ちまたでは
「登録販売者って意味ないでしょ。」
「登録販売者の資格はなくなるのではないか?」
という噂があります。
それを聞いて
登録販売者の資格が無くなるってホント?
登録販売者の将来はどうなるの?
と不安に感じている人もいるようです。
このページではどうしてそんな噂が流れているのか、その噂の真相、登録販売者の将来についてまとめました。
後半には登録販売者に興味がある人はどうしたら良いのか、またすでに登録販売者の資格を持っている人はどうするべきなのか書いています。
是非最後まで読んで参考にしてください。
登録販売者の資格は意味がないからなくなる?
まずはじめに、登録販売者の資格は廃止されません。
信頼できる公共機関から「登録販売者の資格の廃止」という内容は一切発信されていません。

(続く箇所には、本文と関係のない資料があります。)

PR #910, opened 2021-07-11
lazy snapshot field deserialization

evanmcc:
I got this to the point where I could load a node that would sync using it, but I'm tapped out.

this attempts to use a lot less memory, or at least use it in a less all-at-once way, by leaving fields in binary format until the last moment before use.

This needs:
- better abstraction/cleanup, it was written in haste
- diff testing
- roundtrip testing (I suspect that the new_test is passing vacuously and the basic test seems broken)
- close review

### DIFF
--- a/src/ledger/v1/blockchain_ledger_snapshot_v1.erl
+++ b/src/ledger/v1/blockchain_ledger_snapshot_v1.erl
@@ -26,14 +26,20 @@
          diff/2
         ]).
 
+-ifdef(TEST).
+-export([
+         deserialize_field/2
+        ]).
+-endif.
+
 -export_type([
     snapshot/0,
     snapshot_v5/0
 ]).
 
--type state_channel() ::
-      {blockchain_ledger_state_channel_v1, blockchain_ledger_state_channel_v1:state_channel()}
-    | {blockchain_ledger_state_channel_v2, blockchain_ledger_state_channel_v2:state_channel_v2()}.
+%% -type state_channel() ::
+%%       {blockchain_ledger_state_channel_v1, blockchain_ledger_state_channel_v1:state_channel()}
+%%     | {blockchain_ledger_state_channel_v2, blockchain_ledger_state_channel_v2:state_channel_v2()}.
 
 %% this assumes that everything will have loaded the genesis block
 %% already.  I'm not sure that's totally safe in all cases, but it's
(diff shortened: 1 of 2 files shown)


src/ledger/v1/blockchain_ledger_snapshot_v1.erl
```diff
@@ -417,7 +421,10 @@ import(Chain, SHA, #{version := v6}=Snapshot) ->
     L :: blockchain_ledger_v1:ledger(),
     M :: blockchain_ledger_v1:mode().
 load_into_ledger(Snapshot, L0, Mode) ->
-    Get = fun (K) -> maps:get(K, Snapshot) end,
+    Get = fun (K) ->
+                  {value, {K, V}} = lists:keysearch(K, 1, Snapshot),
```
mrallen1, line 425: Would prefer `lists:keyfind` here

src/ledger/v1/blockchain_ledger_snapshot_v1.erl
```diff
@@ -282,22 +282,26 @@ serialize(Snapshot, BlocksOrNoBlocks) ->
     Serialize(Snapshot, BlocksOrNoBlocks).
 
 -spec serialize_v6(snapshot_v6(), blocks | noblocks) -> iolist().
-serialize_v6(#{version := v6}=Snapshot, BlocksOrNoBlocks) ->
+serialize_v6(Snapshot, BlocksOrNoBlocks) when is_list(Snapshot) ->
     Key = blocks,
     Blocks =
         case BlocksOrNoBlocks of
```
mrallen1, line 288: Could eliminate this case statement by matching `blocks` or `noblocks` in the function head.

mrallen1 (changes requested):
Overall this looks like a small change that could bring big benefits. I have a couple of changes to request.

src/ledger/v1/blockchain_ledger_snapshot_v1.erl
```diff
@@ -282,22 +282,26 @@ serialize(Snapshot, BlocksOrNoBlocks) ->
...
+                          blockchain_block:serialize(B);
+                      (B) -> B
+                  end,
+                  Bs
+                 );
             noblocks ->
                 []
         end,
-    Pairs = lists:keysort(1, maps:to_list(maps:put(Key, Blocks, Snapshot))),
+    Pairs = lists:keysort(1, lists:keyreplace(Key, 1, Snapshot, {Key, Blocks})),
```
xandkar, line 304: `lists:keyreplace` behaves differently from `maps:put`. We probably want `lists:keystore` instead:

```
1> lists:keyreplace(k, 1, [], {k, v}).
[]
2> lists:keystore(k, 1, [], {k, v}).
[{k,v}]
3> maps:put(k, v, #{}).
#{k => v}
4>
```

src/ledger/v1/blockchain_ledger_snapshot_v1.erl
```diff
@@ -870,6 +897,7 @@ v4_to_v5(#blockchain_snapshot_v4{
            }) ->
     #{
       version => v5,
+      %% TODO these need to be reserialized to please dialyzer (and probably to work?)
```
xandkar, line 900: v5 and v6 just need different types to show their difference.

vihu (approved):

vihu:
I can confirm that the tests pass and one v5 and two v6 snapshots load with the changes here.

`Testing lib.blockchain.blockchain_snapshot_SUITE: TEST COMPLETE, 3 ok, 0 failed of 3 test cases`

それではなぜ「意味ない」「なくなる」といった噂が出ているのでしょうか?
その理由は大きく2つ。
- 医薬品のネット販売開始
- 1/2ルールの撤廃
それぞれ見てみましょう。
理由1:医薬品のネット販売開始
2020年12月にOTC医薬品(※)の販売規制が緩和されることが決まりました。
※OTC医薬品とは?
Over The Counterの略で薬局・薬店・ドラッグストアなどで処方せん無しに購入できる医薬品のこと
今までの実店舗にお客様が来てもらってお薬相談・販売という流れでした。
しかし規制緩和により、その場に行かなくてもネットで医薬品を購入し、お家で受け取るだけで済むようになりました。
このことから
店舗に登録販売者等が常駐しなくても良い
→企業が登録販売者の求人を減らす
と考えられ、登録販売者の需要が無くなるのではないかと言われています。
理由2:1/2ルールの撤廃
もう一つの理由は2021年8月に「1/2ルール」が撤廃されたのが大きな原因です。
「1/2ルール」って何?
という方のために説明すると、
このルールがなくなることで登録販売者がお店にいる時間に縛りがなくなります。
これは先ほどと全く同じで
店舗に登録販売者等が常駐しなくて良い
→企業が登録販売者の求人を減らす
と考えられ、やはり登録販売者の需要が無くなるのではないかと推測されました。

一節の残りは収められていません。